Sound familiar? If you've paid even a bit of attention to the financial markets over the years, you likely recognize the above as one of Wall Street's most cherished bits of conventional wisdom.
Index funds by definition are always fully invested, with essentially their entire portfolio in stocks no matter how dire the circumstances, and regardless of how seemingly obvious a coming market decline appears to be.
Actively managed funds, on the other hand, have a great deal more flexibility. Their managers can sell stocks and hold cash when they anticipate a downturn, thereby avoiding the worst of the bear market and leaving them in fine shape to swoop in and pick up bargains at the market's bottom.
But as is often the case, what makes sense in theory isn't borne out in practice.
Part of the problem is that what hinders active fund managers in bull markets -- high relative expense ratios -- is a problem that also applies in bear markets. In fact it might be worse.
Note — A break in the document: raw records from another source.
PR #288, opened 2015-06-10
283 cant compare offset naive and offset aware datetimes

manelclos:


bmihelac:
Looks good to me

manelclos:
@bmihelac why didn't travis say anything?

bmihelac:
Not sure why there is no info here, but it does pass:

https://travis-ci.org/django-import-export/django-import-export/builds/66177357

PR #294, opened 2015-06-24
Update widgets.py

citmusa:
Fixes error when a single value is stored in m2m relation column.


manelclos:
This PR contains two things, the ManyToMany problem is fixed already, see https://github.com/django-import-export/django-import-export/issues/177 for details.

About adding a format to charfield looks interesting, but we need to know about the motivation and tests need to be added.

manelclos:

PR #298, opened 2015-07-07
Allow override of tmp_storage_class in settings

### LINKED ISSUE #297: Allow setting a different default `tmp_storage_class`
#251 allowed us to specify the class used for temporary storage of a file uploaded in the admin by setting `tmp_storage_class` on the `ModelAdmin` (or other `ImportMixin` subclass).

If you need a different subclass to solve the problem of horizontally scaled application servers, as described in #251 then you probably want to apply that change to all ImportMixins.

Therefore, we should introduce a `IMPORT_EXPORT_TMP_STORAGE_CLASS` setting that can be used to provide a global override.

I'm working on a PR

rhunwicks:
Fixes #297

### DIFF
--- a/docs/settings.rst
+++ b/docs/settings.rst
@@ -9,7 +9,14 @@ Settings
 ``IMPORT_EXPORT_SKIP_ADMIN_LOG``
     Global setting controls if creating log entries for
     the admin changelist should be skipped when importing resource.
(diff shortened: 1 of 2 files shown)


bmihelac:
Thanks!

Everything looks good to me.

With expenses that can easily be 1 to 1.5 percent higher than a comparable index fund, active fund managers are starting behind the proverbial eight ball -- they need to outperform the market by that much just to keep even with an index fund.
When the market's soaring by double-digits per year, the attention of many investors will be drawn not to the fact that their fund lagged the market by a bit. Instead, they're likely to be captivated by how much their investment has increased. Lagging the market by a percentage point or so is easy to overlook when that's a relatively small share of your total return. (Leaving aside the tremendously large impact such a lag has over the long-term.)
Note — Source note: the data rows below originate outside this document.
PR #485, opened 2016-07-08
Add hook for getting instance in import

arj03:
Hi

I see that django-import-export has lots of hooks for providing custom code, this is really great and helped me greatly when integrating this into my app. I was missing one though, so I added it. Let me know if what you think.

Thanks!


arj03:
Fixed https://github.com/django-import-export/django-import-export/pull/489

Issue #93, opened 2014-06-12
No support for dates before 1900


peterisb:
Django Version: 1.6.5
Exception Type: ValueError
Exception Value:  
year=1899 is before 1900; the datetime strftime() methods require year >= 1900
Exception Location: /usr/local/lib/python2.7/dist-packages/import_export/widgets.py in render, line 92
Python Executable:  /usr/bin/python
Python Version: 2.7.3

Some years ago fixed in django https://code.djangoproject.com/ticket/1443

PR #487, opened 2016-07-09
Fixing pre-1900 datetime widget problem.

ajparsons:
Applying fix from #94 (DateWidget) to issue #93 (same thing but for DateTimeWidget) - use datetime_safe to export pre-1900 dates without errors.


bmihelac:
Hi @ajparsons! Thanks for contributing. Is it possible to add a test for this change?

But when bear markets hit, those expenses loom large, consuming a much larger share of the market's return. If the market declines by 5 percent in a period of time, that extra 1 percent in expenses now reduces your relative return by 20 percent.
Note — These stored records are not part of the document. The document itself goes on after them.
PR #496, opened 2016-07-21
Refactor the import-export templates

williamwang61:
This change 
1) pulled out the import and export buttons to separate template files, so it's flexible enough to work with other plugins that involve customizing the tool item buttons;
2) changed the links of import export buttons from being explicit to using view reversing (i.e. `href="import/"` to `href='{% url opts|admin_urlname:"import" %}'`). Suppose you are at the page `/admin/app/model/someaction`, with original practice, when import button is clicked, the page will go to `/admin/app/model/someaction/import`, which is wrong, because what we want is `/admin/app/model/import`.


thauk-copperleaf:
We noticed the buttons for import-export were missing, after we added mptt to our project. This commit lets us fix things up so we can see the import and export buttons again.

PR #503, opened 2016-08-16
Collect failed rows

thauk-copperleaf:
With transactionality restored, add a flag to tell `process_import()` to collect rows that fail to import in a `Dataset`. We use this to save the failed rows to a file, and then allow the user to download the file to see what rows failed, and with what error message.


bmihelac:
@thauk-copperleaf this looks good for me. I have added missing tests.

The lower the market's return, the larger the impact of costs.
The second problem is that for all their talk, active managers as a group have yet to actually demonstrate any sort of ability to tiptoe through bear markets. As a matter of fact, they're no better at figuring out what the market has in store than you or I. (And I, frankly, stink at it.)
If active fund managers were truly capable of timing the market, we would expect to see their cash holdings increase at market tops (as they begin to protect their investors' cash), and decline at market bottoms (as they put that money to work in attractively valued markets).
But that's not what happens. Consider the past four-and-a-half years, from 2007 through June 2011, during which we've seen more than our share of market volatility. During that period, the average equity fund has held 4.1 percent of its portfolio in cash, according to ICI data. For most of the first part of that period (as you might recall), the market was in a severe decline. At the end of February 2009 -- mere days before the the market reached its bottom -- the average fund had 5.74 percent of its portfolio in cash -- the highest amount during this period, and an increase of 40 percent above the average.
In early March 2009 the market began a two-year-plus climb, during which those cash ratios slowly fell. They reached their low point in -- you guessed it -- April 2011, just days from the market's most recent peak, with an average cash position of 3.37 percent, nearly 20 percent below the period's average.
So much for the notion of that steady, experienced hand at the wheel. To paraphrase Warren Buffett, fund managers were fearful when they should have been greedy, and greedy when they should have been fearful.
If anything, fund managers in this period have been a perfect contrary indicator -- investors would have been well served by going in precisely the opposite direction fund managers were.
And finally we have their performance during the recent market decline. For the year-to-date through August 19, the average domestic stock fund has earned a return of -12.58 percent, trailing the -10.42 percent return of Vanguard's Total Stock Market Index fund. A full 72 percent of all domestic stock funds lagged the index fund, despite the index fund's supposed "handicap" of being fully invested during the market downturn.
Trying to predict the the market's short-term movements is a fool's game. It's impossible to know whether the market will be up or down tomorrow, next week, or next month. You know that. I know that. Even most active fund managers -- deep down -- know that. And thus a strategy that's built upon identifying and profiting from the market's short-term movements is destined to fail.
No matter what the market conditions, the traits that handicap active management persist, which result in very low odds for long-term success no matter what the market conditions. The evidence supporting this is clear and compelling across all sorts of bear market, bull markets, "stock-picker's" markets, and the like. And sooner or later, conventional wisdom will catch up.